Following up on the earlier check of DMOZ domains against SURBL data, I applied some of Quinlan's suggestions and grabbed different revisions of the DMOZ data and joined (intersected) them in order to eliminate changes due to things like editor- removed spammer/abuser domains, etc. This also means that new additions are ignored, but the corpus is so large that the benefits of capturing editor removals is probably more important.
Snapshots are the three most recent available from 9/9/04, 9/25/04 and 10/7/04 (file dates) are intersected, resulting in fewer records (only those that are constant across all three snapshots):
http://rdf.dmoz.org/rdf/archive/
Here are the line, word and character counts:
2300851 2300851 38065969 dmoz.srt
1169 11690 123909 dmoz-blocklist.summed.txt 1141 11410 120860 dmoz-blocklist.ws 1169 1169 17977 dmoz-blocklist.txt 7394 7394 97011 dmoz-whitelist.txt
The above are revised versions of joins on blocklists, with list info, with ws hits, with just domains, and against the whitelist.

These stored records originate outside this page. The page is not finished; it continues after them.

PR #4920, opened 2024-10-30
[@typespec/spector] [@typespec/spec-coverage-sdk] - Handle Upload Scenario Manifest 

sarangan12:
Earlier, in the `upload-scenario-manifest` script, I had handled the multiple paths in a different way (one by one). After working with the `cadl-ranch-dashboard`, the correct approach is to generate the manifest file in the same way as coverage file. This PR performs this task. 

Here is a snapshot of the modified manifest file:

image


packages/spector/src/cli/cli.ts
```diff
@@ -287,20 +287,31 @@ async function main() {
             array: true,
             demandOption: true,
           })
+          .option("modes", {
```
timotheeguerin, line 290: So I think for the manifest we don't want mode, we want either:
- each spec package upload their own maniferst and the UI does the aggregration
- you define a scenario "ruleset" which can include 1+ scenario package. In this case we'd have one standard and one azure

timotheeguerin: The first one might be more flexible

sarangan12: @timotheeguerin The first one will add logic to dashboard to aggregate i.e. to know a particular scenario is standrd/azure. I do not want to put that logic to dashboard. Let it just display the scenarios instead of classifying them. 

As for the second option i.e. creating scenario ruleset, the current code does that. If you have 2 scenario paths, one for standard and one for azure it is accomodated. So a command line such as:

`pnpm .\cmd\cli.mjs upload-manifest ..\http-specs\specs ..\..\..\typespec-azure\packages\azure-http-specs\specs\ --modes=standard --modes=azure --storageAccountName=typespec` 

will work fine. On the other hand, if some emitters want to combine more than 2 paths (for some reason)  this design will accomodate that also. To handle such cases, it would be nice to have modes here.

timotheeguerin: thats what I mean you on don't upload 2 different modes at once only one

timotheeguerin: either the https-specs upload its own and azure-http-specs upload its own(case 1)
or typespec repo upload its manifest(just https-specs)
and typespec-azure repo upload its manifest(aggregrated manfiest with both standard and azure) Do not upload 2 files here

timotheeguerin: ok I see the screenshot now, yeah mode is still ireelevant it should just use the package name that produced the manifest section instgead of counting on who upoad the manifest to remap

sarangan12: @timotheeguerin As discussed, added the `emitterName` instead of `modes`.

sarangan12:
@timotheeguerin Here is a new snapshot:

image

timotheeguerin:
setName maybe better as it's not an emitter

sarangan12:
@timotheeguerin Changed the name from emitterName to setName

image

Issue #4830, opened 2024-10-22
OpenAI - Issues with models customized to derive from ReadOnlyCollection


JoshLove-msft:
See OpenAIEmbeddingCollection

The issue appears to be that the generated constructor should not be there as it should be replaced by the custom constructor, but this isn't happening because the parameters don't match. Need to investigate why this is.

PR #4921, opened 2024-10-30
[http-client-csharp] fix: use correct custom ctor in model factory

jorgerangel-msft:
This PR fixes an issue where the model factory method for a model was using the incorrect full constructor when the full constructor was suppressed and customized.

fixes: https://github.com/microsoft/typespec/issues/4830

### DIFF
--- a/packages/http-client-csharp/generator/Microsoft.Generator.CSharp/src/Providers/ModelFactoryProvider.cs
+++ b/packages/http-client-csharp/generator/Microsoft.Generator.CSharp/src/Providers/ModelFactoryProvider.cs
@@ -79,14 +79,39 @@ namespace Microsoft.Generator.CSharp.Providers
                 if (typeToInstantiate is null)
                     continue;
 
-                var modelCtor = modelProvider.FullConstructor;
+                var fullConstructor = modelProvider.FullConstructor;
+                var binaryDataParam = fullConstructor.Signature.Parameters.FirstOrDefault(p => p.Name.Equals(AdditionalBinaryDataParameterName));
+
+                // Use a custom constructor if the generated full constructor was suppressed or customized
+                if (!modelProvider.Constructors.Contains(fullConstructor))
+                {
+                    foreach (var constructor in modelProvider.CanonicalView?.Constructors ?? [])
+                    {
+                        var customCtorParamCount = constructor.Signature.Parameters.Count;
+                        var fullCtorParamCount = fullConstructor.Signature.Parameters.Count;
+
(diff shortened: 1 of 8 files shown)


packages/http-client-csharp/generator/Microsoft.Generator.CSharp/src/Providers/ModelFactoryProvider.cs
```diff
@@ -79,14 +79,39 @@ protected override MethodProvider[] BuildMethods()
...
                     continue;
 
-                var modelCtor = modelProvider.FullConstructor;
+                var fullConstructor = modelProvider.FullConstructor;
+                var binaryDataParam = fullConstructor.Signature.Parameters.FirstOrDefault(p => p.Name.Equals(AdditionalBinaryDataParameterName));
+
+                // Use a custom constructor if the generated full constructor was suppressed or customized
+                if (!modelProvider.Constructors.Contains(fullConstructor))
+                {
+                    foreach (var constructor in modelProvider.CanonicalView?.Constructors ?? [])
```
JoshLove-msft, line 88: Why do we need `?` for the CanonicalView. I thought this was not nullable.

jorgerangel-msft: fixed.

packages/http-client-csharp/generator/Microsoft.Generator.CSharp/src/Providers/ModelFactoryProvider.cs
```diff
@@ -79,14 +79,39 @@ protected override MethodProvider[] BuildMethods()
...
                     continue;
 
-                var modelCtor = modelProvider.FullConstructor;
+                var fullConstructor = modelProvider.FullConstructor;
+                var binaryDataParam = fullConstructor.Signature.Parameters.FirstOrDefault(p => p.Name.Equals(AdditionalBinaryDataParameterName));
+
+                // Use a custom constructor if the generated full constructor was suppressed or customized
+                if (!modelProvider.Constructors.Contains(fullConstructor))
+                {
+                    foreach (var constructor in modelProvider.CanonicalView.Constructors ?? [])
```
JoshLove-msft, line 88: Do we still need the null coalesce?

jorgerangel-msft: no we don't. sorry it's that time of the day now 😄

PR #4922, opened 2024-10-30
Don't check for null for structs

JoshLove-msft:
Fix to https://github.com/microsoft/typespec/pull/4919

### DIFF
--- a/packages/http-client-csharp/generator/Microsoft.Generator.CSharp.ClientModel/src/Providers/MrwSerializationTypeDefinition.cs
+++ b/packages/http-client-csharp/generator/Microsoft.Generator.CSharp.ClientModel/src/Providers/MrwSerializationTypeDefinition.cs
@@ -206,7 +206,7 @@ namespace Microsoft.Generator.CSharp.ClientModel.Providers
                 new MethodSignature(ClientModelPlugin.Instance.TypeFactory.RequestContentApi.RequestContentType.FrameworkType.Name, null, modifiers, null, null, [model]),
                 new MethodBodyStatement[]
                 {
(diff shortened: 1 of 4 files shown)


packages/http-client-csharp/generator/Microsoft.Generator.CSharp.ClientModel/src/Providers/MrwSerializationTypeDefinition.cs
```diff
@@ -206,7 +206,7 @@ private MethodProvider BuildImplicitToBinaryContent()
                 new MethodSignature(ClientModelPlugin.Instance.TypeFactory.RequestContentApi.RequestContentType.FrameworkType.Name, null, modifiers, null, null, [model]),
                 new MethodBodyStatement[]
                 {
-                    new IfStatement(model.AsExpression.Equal(Null)) { Return(Null) },
+                    !model.Type.IsValueType ? new IfStatement(model.AsExpression.Equal(Null)) { Return(Null) } : MethodBodyStatement.Empty,
```
jorgerangel-msft, line 209: any reason we didn't use the `_isStruct` field ?

jorgerangel-msft (approved):

packages/http-client-csharp/generator/Microsoft.Generator.CSharp.ClientModel/src/Providers/MrwSerializationTypeDefinition.cs
JoshLove-msft: nope will change it

PR #4988, opened 2024-11-06
http-client-java, upgrade to typespec compiler 0.62

haolingdong-msft:


weidongxu-microsoft (approved):

weidongxu-microsoft:
so, almost no effect on code?

PR #4994, opened 2024-11-06
Add website build to CI

timotheeguerin:
Using the same steps as what is used in the github action to publish it.

### DIFF
--- a/eng/tsp-core/pipelines/jobs/website.yml
+++ b/eng/tsp-core/pipelines/jobs/website.yml
@@ -1,0 +1,11 @@
+steps:
+  - template: /eng/tsp-core/pipelines/templates/install.yml
+
+  - displayName: Install browsers
+    script: pnpm exec playwright install
+
+  - name: Build
+    script: pnpm --filter "@typespec/website..." run build
+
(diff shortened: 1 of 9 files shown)


chrisradek (approved):

eng/tsp-core/pipelines/jobs/website.yml
```diff
@@ -0,0 +1,11 @@
+steps:
+  - template: /eng/tsp-core/pipelines/templates/install.yml
+
+  - displayName: Install browsers
+    script: pnpm exec playwright install
+
+  - name: Build
+    script: pnpm --filter "@typespec/website..." run build
```
chrisradek, line 8: Ah, this is failing CI because `script` needs to be the first value in the mapping.

> Also, unlike standard YAML, Azure Pipelines depends on seeing stage, job, task, or a task shortcut like script as the first key in a mapping.

(https://learn.microsoft.com/en-us/azure/devops/pipelines/yaml-schema/?view=azure-pipelines#see-also)

timotheeguerin: of course because it would be too hard to respect a standard for microsoft

Issue #4996, opened 2024-11-07
OpenAI - Input-only models should not have settable properties


JoshLove-msft:
The properties can be set via constructor. Input/Output model properties _do_ need setters.

PR #4997, opened 2024-11-07
Don't include property setter for input-only model properties

JoshLove-msft:
Fixes https://github.com/microsoft/typespec/issues/4996


ArcturusZhang (approved):
LGTM
To confirm: did we do the same in autorest.csharp?

JoshLove-msft:
> LGTM To confirm: did we do the same in autorest.csharp?

Yes, we do - this was caught while reviewing the diff of the OpenAI library between autorest.csharp and MGC.

Issue #4864, opened 2024-10-24
Add documentation for the `#deprecated` directive


scarletcs:
The documentation for [`@deprecated`](https://typespec.io/docs/standard-library/built-in-decorators/#@deprecated) is deprecated, as noted on its page, per issue #2214, and says the following on its page:

> **Deprecated:** `@deprecated` decorator is deprecated. Use the `#deprecated` directive instead.

That much is all fine.

However, there is no documentation on the `#deprecated` directive.

- The instruction to use the `#deprecated` directive does not link to documentation for the new feature. (It should!)
- There is no page titled `#deprecated`.
- There is no page titled Directives, or dedicated to explaining what directives are and which directives exist.
- There is no entry for Directives in the Language Basics table of contents. Its [overview page](https://typespec.io/docs/language-basics/overview/) also does not mention directives.

The _example_ for `@deprecated` says to use the deprecated directive and provides the only example I can find of using it, but this is not exactly primary documentation for `#deprecated` or for what a directive is or what makes it different to a decorator.

markcowl:
est: 1

Issue #3269, opened 2024-05-04
Add documentation for "directives" language feature


btiernay:
### Clear and concise description of the problem

Currently, there is no documentation section that describes this part of the language, including its syntax and semantics. However, there are several references to it and backing APIs which support it:

- https://typespec.io/docs
> <img width="649" alt="image" src="https://github.com/microsoft/typespec/assets/2717578/9a4d0802-06da-43fc-aead-44dcf75cc17f">
- https://typespec.io/docs/standard-library/built-in-decorators
> <img width="979" alt="image" src="https://github.com/microsoft/typespec/assets/2717578/6d725388-7ca0-4804-a1fb-0f98886d2272">
- https://typespec.io/docs/next/standard-library/reference/js-api/type-aliases/Directive
> <img width="984" alt="image" src="https://github.com/microsoft/typespec/assets/2717578/0e1ff3df-59ab-4b9c-a28d-301115173715">

### Checklist

- [X] Follow our [Code of Conduct](https://github.com/microsoft/typespec/blob/main/CODE_OF_CONDUCT.md)
- [X] Read the [docs](https://typespec.io/docs/).
- [X] Check that there isn't already an issue that request the same feature to avoid creating a duplicate.

PR #5014, opened 2024-11-07
Add docs for directives

timotheeguerin:
fix https://github.com/microsoft/typespec/issues/4864
fix https://github.com/microsoft/typespec/issues/3269

### DIFF
--- a/website/src/content/docs/docs/language-basics/directives.md
+++ b/website/src/content/docs/docs/language-basics/directives.md
@@ -4,7 +4,7 @@ title: Directives
 
 Directives are predefined annotations that attach to the syntax nodes unlike decorators which will cary over with `model is`, `op is`, etc. This means any syntax node is able to have a directive(e.g `alias`).
 
-There is 2 available directives:
+These are the available directives:
 
 - [#deprecated](#deprecated)
 - [#suppress](#suppress)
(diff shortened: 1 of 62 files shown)


website/src/content/docs/docs/language-basics/directives.md
```diff
@@ -0,0 +1,85 @@
+---
+title: Directives
+---
+
+Directives are predefined annotations that attach to the syntax nodes unlike decorators which will cary over with `model is`, `op is`, etc. This means any syntax node is able to have a directive(e.g `alias`).
+
+There is 2 available directives:
```
chrisradek, line 7:
```suggestion
There are 2 available directives:
```

chrisradek: Actually - should we just say
```suggestion
These are the available directives:
```
so we don't have to remember to update that number whenever we add/remove one?

website/src/content/docs/docs/language-basics/directives.md
```diff
@@ -0,0 +1,85 @@
...
+  author: LegacyUser; // no need to also suppress the deprecated diagnostic about usage of LegacyUser
+}
+```
+
+### Api
+
+A library or emitter can check if a type was annotated with the deprecated directive using the `isDeprecated` method and/or get the message using `getDeprecationDetails`.
+
+```ts
+import { isDeprecated } from "@typespec/compiler";
```
chrisradek, line 60:
```suggestion
import { getDeprecationDetails, isDeprecated } from "@typespec/compiler";
```

chrisradek (approved):

PR #5016, opened 2024-11-07
Fix resolve allowed resolved even if @path is used explicitly

### LINKED ISSUE #4967: [Bug]: AllowReserved is false if we add `@path` in path param for uri template managed route
### Describe the bug

We met this issue in [KeyVault spec](https://github.com/maorleger/azure-rest-api-specs/commit/cd01300a599240e19648a07e3778e5fda106d3aa) and we try to enable the allowReserved as true. 

Say we have below two cases and only the first one has `AllowReserved` as true but the second one would be not, is this by design or a bug?

[playground](https://cadlplayground.z22.web.core.windows.net/cadl-azure/?c=aW1wb3J0ICJAdHlwZXNwZWMvaHR0cCI7DQp1c2luZyBUeXBlU3BlYy5IdHRwOw0KDQovLyBjYXNlIDE6IHdpdGggIngtbXMtc2tpcC11cmwtZW5jb2RpbmciOiB0cnVlDQpAcm91dGUoIi97K3Njb3BlfS9mb28xIikNCm9wIMQLKMUXOiBzdHJpbmcpOiB2b2lkzWsyxGtodG91dN9u124yym4yKEBwYXRoINd0&e=%40azure-tools%2Ftypespec-autorest&options=%7B%7D)
```
import "@typespec/http";
using TypeSpec.Http;

// case 1: with "x-ms-skip-url-encoding": true
@route("/{+scope}/foo1")
op foo1(scope: string): void;

// case 2: wihtout "x-ms-skip-url-encoding": true
@route("/{+scope}/foo2")
op foo2(@path scope: string): void;
```

/cc @maorleger 

### Reproduction

NA

### Checklist

timotheeguerin:
fix #4967

### DIFF
--- a/packages/http/test/routes.test.ts
+++ b/packages/http/test/routes.test.ts
@@ -540,7 +540,7 @@ describe("uri template", () => {
       expectPathParameter(param, { style: "simple", allowReserved: true, explode: false });
     });
 
-    it("+ operator map to allowReserve even with @path set", async () => {
+    it("+ operator map to allowReserved even with @path set", async () => {
       const param = await getParameter(
         `@route("/bar/{+foo}") op foo(@path foo: string): void;`,
         "foo",
--- a/packages/http/test/routes.test.ts
+++ b/packages/http/test/routes.test.ts
@@ -542,7 +542,7 @@ describe("uri template", () => {
 
     it("+ operator map to allowReserve even with @path set", async () => {
       const param = await getParameter(
-        `@route("/bar/{+foo}") @path op foo(foo: string): void;`,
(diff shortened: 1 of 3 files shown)


packages/http/test/routes.test.ts
```diff
@@ -540,6 +540,14 @@ describe("uri template", () => {
       expectPathParameter(param, { style: "simple", allowReserved: true, explode: false });
     });
 
+    it("+ operator map to allowReserve even with @path set", async () => {
```
chrisradek, line 543: Nit:
```suggestion
    it("+ operator map to allowReserved even with @path set", async () => {
```

chrisradek (approved):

These are in the whitelists directory, though we are still *not* applying the dmoz domains as whitelists:
http://spamcheck.freeapp.net/whitelists/
The previous dmoz (9/25 version only IIRC) and hits are archived as:
2326173 2326173 38494184 dmoz.srt1
1338 13380 141946 dmoz-blocklist1.summed.txt 1173 11730 124298 dmoz-blocklist1.ws 1338 1338 20533 dmoz-blocklist1.txt 7375 7375 96720 dmoz-whitelist1.txt __
I was also able to grab 4 snapshots of the wikipedia, all sections (all languages). Only the two most recent snapshots had comparable numbers of sections so I used only those two. Using only two sets may be ok, since these are much smaller corpora and there's probably more hand-editing of them.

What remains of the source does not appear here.